Unemployment in regional Australia has dropped below the magic 4% but experts say the outcome is “double-edged”, as surging vacancies amid a shallow labour pool looms as the bigger issue.
Ballooning vacancies are already beginning to constrain development across whole regions and multiple industries beyond farm labour shortages.
The latest Regional Australia Institute’s job vacancy report shows that with an unemployment rate of 3.8%, regional Australia has already hit the national target of below 4% announced by the prime minister at the beginning of the month.
However, the report found that while the number of people employed in regional Australia in December 2021 was just 1% more than in December 2020, the number of job ads had “ballooned” by 36%.
Dr Kim Houghton, chief economist at the Regional Australia Institute and lead author of the report, said: “The overall driver of these low unemployment numbers and rapid increase in job advertising is because the total size of the employment pool has been so diminished by the closing of international borders.”
Houghton said there was a lot of variation across the regions, with some still at 7-8% unemployment and others under 2%.
According to Houghton, the lower figures are a positive outcome for regions which have experienced “stubbornly high” unemployment rates, such as many locations in New South Wales and Victoria which have seen higher population growth than job growth.
However, he says for many inland locations with rates under 2%, it can prove “chronically low” as employers are left without a pool of people they can readily draw on, meaning there is no room for employees to retire or leave the workforce.
James Atkinson, an associate at SGS Economics & Planning, said the shallow labour pool was a major disincentive to the growth in regional areas of new businesses, as well as the operation and expansion of existing businesses.
Unable to find employees, Atkinson says regional business owners are having to take on the necessary tasks themselves, often at the cost of their own business’s productivity.
“When you see that happening across the region it starts to impact the productivity of the entire region,” Atkinson said.
Nick Collett, a manager at Key Employment which operates employment agencies along the north coast of NSW, says unemployment figures have “definitely gone down” while the current vacancy rate is “exceptionally high.”
“We are fielding many calls from current and new employers desperately seeking workers, whether it be to fill a shortfall due to Covid, or trying to find someone permanent to fill a roster,” Collett said.
Jo Palmer, the founder and managing director of Pointer Remote Roles, an online platform that facilitates remote work opportunities for people living in regional, rural and remote regions, believes the trend for remote working would “for sure” be contributing to ever-increasing job vacancies.
Palmer has had over 1,000 registered job seekers with her company, which she says is “crazy” as she estimates it’s three times as many who registered in January 2021.
“To me that indicates, if those employment rates are right, these people are employed but not happy,” Palmer said.
She believes people unhappy in their work are moving around for flexibility, or at least indicating by registering with her company that “they’ve got their eyes open to new opportunities that are offering a remote location”.
Houghton affirmed consequences for those communities where unemployment does fall too low, “essentially it’s a break on growth” restricting not only the growth of business, but also the availability of services in regional places.

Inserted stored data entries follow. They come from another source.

PR #224, opened 2024-03-04
Add ColorType::Multiband enum variant to support samples>1 per pixel

### LINKED ISSUE #147: Support for arbitrary sample counts

### LINKED ISSUE #214: Very minor changes to allow multiband GeoTiff reading

weiji14:
Building on the work at #216 to support reading multi-band TIFF images (common in GeoTIFFs).

This PR extends the work done by @tromper in #216 which added the unit test for reading a 5-band GeoTIFF. I've just added the `ColorType::Multiband` enum variant as suggested at https://github.com/image-rs/image-tiff/pull/216#discussion_r1506951296), and made sure that the decoder functions can handle this multi-band type.

Refernces:
- https://www.awaresystems.be/imaging/tiff/tifftags/samplesperpixel.html

Supersedes #216, closes #214 and resolves #147.


src/decoder/image.rs
```diff
@@ -347,14 +347,19 @@ impl Image {
...
-                if self.samples == 1 =>
-            {
-                Ok(ColorType::Gray(self.bits_per_sample))
+            PhotometricInterpretation::BlackIsZero | PhotometricInterpretation::WhiteIsZero => {
+                match self.samples {
+                    1 => Ok(ColorType::Gray(self.bits_per_sample)),
+                    _ => Ok(ColorType::Multiband {
+                        bit_depth: self.bits_per_sample,
+                        num_samples: self.samples,
+                    }),
```
weiji14, line 356: Have kept the 1-band image as `ColorType::Gray` to preserve backwards compatibility as mentioned at https://github.com/image-rs/image-tiff/pull/216#discussion_r1506951296. TIFF files with bands>1 would use the new `ColorType::Multiband` enum variant here.

src/decoder/image.rs
```diff
@@ -562,18 +567,25 @@ impl Image {
...
                     ));
                 }
             },
+            (
+                ColorType::Multiband {
+                    bit_depth: _n,
+                    num_samples: _samples,
+                },
+                _,
+            ) => {}
```
weiji14, line 584: A little unsure if this should be a separate branch, or go in one of the branches above. Not familiar with what the Horizontal and FloatingPoint predictors are.

fintelia: The predictors are filters that are applied to the pixel data before compression, to help improve the compression ratio. Multiband should be included in both the match existing match arms where Gray is.

weiji14: Ok, done at e0b9ae040fe08842edc8f58182f89a31aa0c0338, but best if you can double check it. I don't have an multi-band TIFF file with a Horizontal/FloatingPoint predictor to test this out on.

PR #227, opened 2024-04-02
Add Clone to Decoder

tristan-morris:
Added clone to image-tiff, allowing the Decoder to be cloned and re-used.

Useful for Tiffs located on remote storage, without needing decoding.

### DIFF
--- a/src/decoder/image.rs
+++ b/src/decoder/image.rs
@@ -10,12 +10,12 @@ use crate::{ColorType, TiffError, TiffFormatError, TiffResult, TiffUnsupportedEr
 use std::io::{self, Cursor, Read, Seek};
 use std::sync::Arc;
 
-#[derive(Debug)]
+#[derive(Debug, Clone)]
 pub(crate) struct StripDecodeState {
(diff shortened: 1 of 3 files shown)


tristan-morris:
My motivation was being able to performantly perform concurrent reads into a geotiff. This is most problematic/slow during the initial IFD and header parse as there are many seek and reads which need to be performed. This slowness is most pronounced when a geotiff is hosted on a remote s3 bucket, and opening multiple readers would be very slow. 

I'll end up closing this PR as I've since discovered std::fs::File essentially shares the same file handle and so the seek+read breaks down very quickly as the position is moved. Not sure I agree with this design decision behind a cloned Reader sharing the OS file handle, but it makes sense. So simply adding Clone isn't so simple for the 99% use-case :)

fintelia:
Hm, that does seem like too much of a gotcha to go forward with this PR. I would like to have a better API that was more conducive to parallel decoding, but API design is hard and I haven't been able to devote much time to refactoring/improvements to this crate

PR #235, opened 2024-07-22
Read Short as u16, SignedShort as i16

### LINKED ISSUE #204: Tags of type Short are read as Unsigned
When reading a tag that fits into the offset field and is of type `SHORT` (Tiff type 3) the value is returned as `Value::Unsigned` instead of `Value::Short`.

I believe the issue lies in [line 407 of ifd.rs](https://github.com/image-rs/image-tiff/blob/aefea7786f038417632f72d861c0bf32bf6299ba/src/decoder/ifd.rs#LL407C18-L407C18).

The right behavior is what can be seen when multiple values are handled ([line 475 of ifd.rs](https://github.com/image-rs/image-tiff/blob/aefea7786f038417632f72d861c0bf32bf6299ba/src/decoder/ifd.rs#L475))

weiji14:
Previously, Short values were read incorrectly as `u32` instead of `u16`, and SignedShort values were read incorrectly as `i32` instead of `i16`.

This PR does the following:
- Add `TiffFormatError::ShortExpected` enum variant
- Correctly cast `Type::SHORT` as u16 values, and support casting Short to other unsigned types via the `into_u32_vec` and `into_u64_vec` methods.
- Correctly cast `Type::SSHORT` as i16 values

Fixes #204


fintelia:
The hard part is still [this concern](https://github.com/image-rs/image-tiff/issues/204#issuecomment-1566616975):

> This makes sense to fix, though the annoying part is figuring out whether anywhere else in the code is relying on the current behavior. Or whether it is likely to break any downstream users and thus might warrant additional caution

weiji14:
> The hard part is still [this concern](https://github.com/image-rs/image-tiff/issues/204#issuecomment-1566616975):
> 
> > This makes sense to fix, though the annoying part is figuring out whether anywhere else in the code is relying on the current behavior. Or whether it is likely to break any downstream users and thus might warrant additional caution

A `tiff::decoder::ifd::Value` would still need to be cast into a primitive type using `into_u16`, `into_u32` or some other method no? My impression was that the change here would mean a user doing `Value.into_u16` would save some memory by not going through `u16` -> `u32` -> `u16` as before, but just `u16` all the way. That said, I do agree that this would warrant a minor version bump (or whatever `cargo-semver-checks` suggests :wink:).

fintelia:
Cargo semver-checks doesn't capture behavior changes. If there's downstream code that assumes (perhaps via `if let`) that it'll get a `Value::Unsigned()` for something and we switch the decoder to produce `Value::Short()` instead, the code will stop working.

weiji14:
Ok, what would you recommend then to mitigate against downstream breakages? Would a minor version bump to v0.10.0 not suffice?

tests/encode_images.rs
```diff
@@ -55,17 +55,17 @@ fn encode_decode() {
...
+                (Tag::SamplesPerPixel, ifd::Value::Short(3)),
                 (Tag::RowsPerStrip, ifd::Value::Unsigned(3334)),
                 (Tag::StripByteCounts, ifd::Value::Unsigned(30000)),
                 (Tag::XResolution, ifd::Value::Rational(1, 1)),
                 (Tag::YResolution, ifd::Value::Rational(1, 1)),
-                (Tag::ResolutionUnit, ifd::Value::Unsigned(1)),
+                (Tag::ResolutionUnit, ifd::Value::Short(1)),
                 (Tag::Artist, ifd::Value::Ascii("Image-tiff".into())),
-                (Tag::Predictor, ifd::Value::Unsigned(1)),
+                (Tag::Predictor, ifd::Value::Short(1)),
```
weiji14, line 68: > The hard part is still [this concern](https://github.com/image-rs/image-tiff/issues/204#issuecomment-1566616975):
> 
> > This makes sense to fix, though the annoying part is figuring out whether anywhere else in the code is relying on the current behavior. Or whether it is likely to break any downstream users and thus might warrant additional caution

Looks like some tests added in #255 around November 2024 (after this PR was opened) discovered a potential area of breakage. Old behaviour is that some of these tags (e.g. Compression, PhotometricInterpretation, SamplesPerPixel, ResolutionUnit, Predictor) were incorrectly decoded as Unsigned (u32), whereas after this PR, they will be decoded as Short (u16).

fintelia (approved):
I don't think there's much more we can do to figure out potential breakage, so I'll go ahead and merge this unless there's any objections

PR #236, opened 2024-07-22
Read Byte as u8, SignedByte as i8

weiji14:
Previously, Byte values were read incorrectly as `u32` instead of `u8`, and SignedShort values were read incorrectly as `i32` instead of `i8`.

This PR does the following:
- Correctly cast `Type::BYTE` as u8 values, including in `into_u16`, `into_u32`, `into_u64` methods.
- Correctly cast `Type::SBYTE` as i8 values

Similar to #235, resolves some inconsistencies raised in #204.


weiji14:
Thanks @fintelia!

PR #238, opened 2024-07-31
WIP: add fp16 support

micahcc:
Kind of a shot in the dark, but added fp16 support for my own needs.

- need an example with prediction enabled, not sure if there is a good way to generate one
- need an example with known values (this one seems to have sane values but would be good to have a predictable value)


weiji14:
Can probably close this since #257 was merged?

PR #396, opened 2021-09-15
fix: require java_outer_classname, not allow java_multiple_files, #239

patriknw:
* at least for now we don't support java_multiple_files=true and java_outer_classname is required
* better with fail fast with clear error message than weird compilation errors

Refs #239

PR #403, opened 2021-09-16
fix: codegen for outer class and multiple files variations

### LINKED ISSUE #239: Compilation problems with Actions without java_outer_classname
Action codegen generates invalid code if there isn't a `java_outer_classname` option. That's not the case of the other components. 

See https://github.com/lightbend/akkaserverless-java-sdk/pull/237/files#diff-e2cacc5b119d9b80e7513c32929fe8e3603b078893d30718ea82c7024482db8dR19

pvlugter:
Fixes #239 and follow-up to #396.

Code generation now takes into account what the generated outer class will be, with or without the `java_outer_classname` option, and whether generated classes will be wrapped or not based on `java_multiple_files`. Add some compilation tests — add all variations for actions, and a multiple files + default outer class for event sourced and value entities.

### DIFF
--- a/codegen/core/src/main/scala/com/lightbend/akkasls/codegen/Packaging.scala
+++ b/codegen/core/src/main/scala/com/lightbend/akkasls/codegen/Packaging.scala
@@ -28,10 +28,7 @@ case class FullyQualifiedName(protoName: String, name: String, parent: PackageNa
   lazy val fullQualifiedName = s"${parent.javaPackage}.$name"
   lazy val fullName = {
     if (parent.javaMultipleFiles) name
-    else
-      parent.javaOuterClassnameOption
-        .map(outer => s"$outer.$name")
-        .getOrElse(name)
+    else s"${parent.javaOuterClassname}.$name"
   }
 
   lazy val typeImport = s"${parent.javaPackage}.$fullName"
@@ -86,13 +83,29 @@ case class PackageNaming(
     pkg: String,
     goPackage: Option[String],
     javaPackageOption: Option[String],
-    javaOuterClassnameOption: Option[String],
+    javaOuterClassname: String,
     javaMultipleFiles: Boolean) {
   lazy val javaPackage: String = javaPackageOption.getOrElse(pkg)
-  lazy val javaOuterClassname: String = javaOuterClassnameOption.getOrElse(name)
 }
 
 object PackageNaming {
+  def apply(
+      protoFileName: String,
+      name: String,
+      pkg: String,
+      goPackage: Option[String],
+      javaPackageOption: Option[String],
+      javaOuterClassnameOption: Option[String],
+      javaMultipleFiles: Boolean): PackageNaming =
+    PackageNaming(
+      protoFileName,
+      name,
+      pkg,
+      goPackage,
+      javaPackageOption,
+      javaOuterClassnameOption.getOrElse(name),
+      javaMultipleFiles)
+
   def from(descriptor: Descriptors.FileDescriptor): PackageNaming = {
     val name =
       descriptor.getName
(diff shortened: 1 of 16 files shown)


codegen/core/src/main/scala/com/lightbend/akkasls/codegen/Packaging.scala
```diff
@@ -28,10 +28,7 @@ case class FullyQualifiedName(protoName: String, name: String, parent: PackageNa
   lazy val fullQualifiedName = s"${parent.javaPackage}.$name"
   lazy val fullName = {
     if (parent.javaMultipleFiles) name
-    else
-      parent.javaOuterClassnameOption
-        .map(outer => s"$outer.$name")
-        .getOrElse(name)
+    else s"${parent.javaOuterClassname}.$name"
```
pvlugter, line 31: First part of the fix, types will always be wrapped in the outer class if it's not multiple files. And use this `fullName` method in the generation to support the variations (rather than always adding the outer class).

codegen/core/src/main/scala/com/lightbend/akkasls/codegen/Packaging.scala
```diff
@@ -114,11 +127,20 @@ object PackageNaming {
...
         .map(_.toString())
 
+    val javaOuterClassname =
+      javaOuterClassnameOption.getOrElse {
+        val existingNames =
+          descriptor.getMessageTypes.asScala.map(_.getName) ++
+          descriptor.getEnumTypes.asScala.map(_.getName) ++
+          descriptor.getServices.asScala.map(_.getName)
+        if (existingNames.contains(name)) name + "OuterClass" else name
+      }
```
pvlugter, line 142: Second part of the fix, check whether `OuterClass` will be added to the name.

octonato: My memory is failing me. Is that the default behavior when generating java classes from protobuf? 

This is how I read the current PR: 

* if multiple-files = true, each type has it's one file. No wrapper, all is fine.
* if needs a wrapper, the wrapper defaults to file name.
* if name generated from the file name conflicts with service name, wrapper gets `OuterClass` appended to it.

Anyway, I'm fine with it. I'm just wondering if that's an existing convention.

codegen/java-gen/src/main/scala/com/lightbend/akkasls/codegen/java/EntityServiceSourceGenerator.scala
```diff
@@ -160,15 +160,14 @@ object EntityServiceSourceGenerator {
         "com.akkaserverless.javasdk.eventsourcedentity.EventSourcedEntity",
         "com.akkaserverless.javasdk.impl.eventsourcedentity.EventSourcedEntityHandler"))
 
-    val serviceApiOuterClass = service.fqn.parent.javaOuterClassname
-    val outerClassAndState = s"${entity.fqn.parent.javaOuterClassname}.${entity.state.fqn.name}"
```
octonato, line 164: We have been doing too much of string concatenation and repeating it. Good to push that to the internal model! 👍

octonato (approved):

codegen/core/src/main/scala/com/lightbend/akkasls/codegen/Packaging.scala
raboof: Yes, appending `OuterClass` when it is needed for disambiguation is a protoc-java convention, i.e. https://github.com/akka/akka-grpc/commit/8b39a4098f6a12bce2b909f4b94fb00424f63d85 and https://github.com/protocolbuffers/protobuf/blob/4e0a1119c0c5cdfe89b54b9d66cb76223f17861a/src/google/protobuf/compiler/java/java_name_resolver.cc#L157

octonato: thanks for clarifying

patriknw (commented):
Thanks

codegen/core/src/main/scala/com/lightbend/akkasls/codegen/Packaging.scala
pvlugter: Yes, should be aligned with the protobuf generation now. And we also still use the outer class for accessing the descriptor (whether or not it's multiple files enabled), so we need to have the right name for that.

PR #404, opened 2021-09-16
build: remove replicated-counter sample

octonato:


patriknw (approved):
LGTM, already covered by the other samples I guess

PR #405, opened 2021-09-16
fix: align Action / View name convention

octonato:
Refs: https://github.com/lightbend/akkaserverless-java-sdk/issues/238

Align the convention and add `Impl` if name contains `Action|View` (not only at the end)


octonato:
reverting to draft, I messed up with something here

patriknw (commented):
looking good, is it ready?

octonato:
Ready now, but surprisingly the registration order in in valueentity-customer-registry changed. 🤷

samples/java-valueentity-customer-registry/src/main/java/customer/Main.java
```diff
@@ -25,12 +25,11 @@ public static AkkaServerless createAkkaServerless() {
       CustomerValueEntity::new,
       // end::register[]
       CustomerSummaryByNameView::new,
-      CustomerByEmailView::new,
       CustomersResponseByNameView::new,
+      CustomerByEmailView::new,
```
octonato, line 29: So, here the names didn't change, but the ordering changed. Note that the `CustomerS` and `Customers` (plural). 

In any case, the ordering doesn't seen to be deterministic. 

CustomerByEmailView
CustomerActionImpl
CustomerByNameView

Alphabetical? Per component type? File system ordering?

patriknw: I created issue https://github.com/lightbend/akkaserverless-java-sdk/issues/407 for this.

samples/java-eventsourced-customer-registry/src/test/java/customer/domain/CustomerEntityTest.java
```diff
@@ -0,0 +1,65 @@
...
+import customer.api.CustomerApi;
+import java.util.ArrayList;
+import java.util.List;
+import java.util.NoSuchElementException;
+import org.junit.Test;
+import scala.jdk.javaapi.CollectionConverters;
+
+import static org.junit.Assert.*;
+
+public class CustomerEntityTest {
```
octonato, line 20: I compiled all project locally and found some files that were not checked in

patriknw:
To be strict, the commit comment should be `fix!` since it's a breaking change. Not sure how strict we are yet with versioning of such changes. I think @retgits has hinted that we should deliver fast without too much worry of breaking user's code. It's just some cases of Action/View names that will be changed.

octonato:
I changed the commit message and fixed the build, we had a failure in the codegen. 
I will look into #407

patriknw (approved):
LGTM

PR #414, opened 2021-09-17
Move Service and ComponentOptions to impl.

RayRoestenburg:


sdk/scala-sdk/src/main/scala/com/akkaserverless/scalasdk/ComponentOptions.scala
```diff
@@ -16,5 +16,5 @@
 
 package com.akkaserverless.scalasdk
 
-//FIXME see if needed
+//FIXME see if needed, maybe should be moved to impl
```
patriknw, line 19: if it is moved to impl we should (also) include `withForwardHeaders` and `forwardHeaders` in the more concrete options interfaces, such as EventSourcedEntityOptions

RayRoestenburg: yes will do

RayRoestenburg: These interfaces still extend ComponentOptions in impl, so should be good?

RayRoestenburg:
Ok with this @patriknw ?

sdk/java-sdk/src/main/scala/com/akkaserverless/javasdk/impl/ComponentOptions.scala
```diff
@@ -14,31 +14,25 @@
...
+trait ComponentOptions {
 
   /**
-   * @return the headers requested to be forwarded as metadata (cannot be mutated, use
-   *     withForwardHeaders)
+   * @return
+   *   the headers requested to be forwarded as metadata (cannot be mutated, use withForwardHeaders)
    */
-  Set<String> forwardHeaders();
+  def forwardHeaders(): Set[String]
```
patriknw, line 31: I would be more explicit with that `Set` type. I see that there is an import `java.util.Set` above but I'd rather have the full package here, or rename the import to JSet.

sdk/java-sdk/src/main/scala/com/akkaserverless/javasdk/impl/ComponentOptions.scala
```diff
@@ -14,31 +14,25 @@
...
-package com.akkaserverless.javasdk;
+package com.akkaserverless.javasdk.impl
 
-import com.akkaserverless.javasdk.eventsourcedentity.EventSourcedEntityOptions;
-import com.akkaserverless.javasdk.impl.eventsourcedentity.EventSourcedEntityOptionsImpl;
+import com.akkaserverless.javasdk.eventsourcedentity.EventSourcedEntityOptions
+import com.akkaserverless.javasdk.impl.eventsourcedentity.EventSourcedEntityOptionsImpl
 
 import java.util.Collections;
 import java.util.Set;
```
patriknw, line 23: some semicolon leftovers

sdk/java-sdk/src/main/scala/com/akkaserverless/javasdk/impl/ComponentOptions.scala
```diff
@@ -14,31 +14,25 @@
...
+   * commands. By default no headers except "X-Server-Timing" are forwarded.
    */
-  ComponentOptions withForwardHeaders(Set<String> headers);
-
-  /** Create a default components option */
-  static ComponentOptions defaults() {
-    return new EventSourcedEntityOptionsImpl(
-        0, PassivationStrategy.defaultTimeout(), Collections.emptySet());
-  }
+  def withForwardHeaders(headers: Set[String]): ComponentOptions
```
patriknw, line 37: ^ regarding `Set`

patriknw: This is public api and it's somewhat hidden (strange) to only have it via `impl`. We should add override in all that `extends ComponentOptions`, for example ActionOptions

RayRoestenburg: ok

patriknw (approved):
LGTM

johanandren (approved):

Issue #395, opened 2021-09-15
Missing API to specify options for a component


johanandren:
We have a whole set of `com.akkaserverless.javasdk.ComponentOptions` and subtypes to define options for entites but we are missing a way to hand those to the generated `Provider` when registering.

Also there is no `ActionOptions`.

“When we look at the jobs vacancies in caring professions, personal and community services, now they’re the glue that hold our communities together,” Houghton said.
“There’s quite a lot at stake. It’s not just about export businesses having difficulty with pickers and packers. This is about the fundamental structure and services available in our regional communities,” he said.
The report found regional employers are demanding higher-skilled labour, with the highest demand for professionals accounting for one quarter of all vacancies in regional Australia, while technical and trade worker vacancies were the next largest group, accounting for 16% of all vacancies, followed by community and personal care roles at 13% of all vacancies.
The report recommended greater investment in the availability of quality post-school training and learning across regional Australia, as outlined in the National Regional, Rural and Remote Tertiary Education Strategy adopted by the Government in 2020.
Fiona Nash, who was appointed regional education commissioner in December 2021, says there’s a huge gap between people in the city and the country gaining a university degree.
“They’re less than half as likely as a city person by the time they’re 35 to have attained a university degree,” Nash said.
A related problem, she says is the brain drain as regional students are less likely to return to the regions and practice if they undertake a component of their studies in the city.
Yet conversely, she says “all of the studies point to where we see students studying regionally, and being able to undertake their education regionally, they are more likely to go on and practice their profession in the regions.”
Housing supply emerged as the second issue alongside educational opportunities which the report found was constraining labour supply in regional Australia.
Nash said while the increasing numbers of people moving to regional areas due to the pandemic has affirmed the value of living and working in regional communities, it has become harder to find a rental property or buy a home.
Houghton says the last two years has seen regional Australia benefit from greater investment as a result of the pandemic as well as excellent agricultural seasons, “this bounce back is really starting to show where the constraints are in the system”.
“Our regions are busting to grow, but there’s a constraint on bodies and there’s also a constraint on housing,” Houghton said.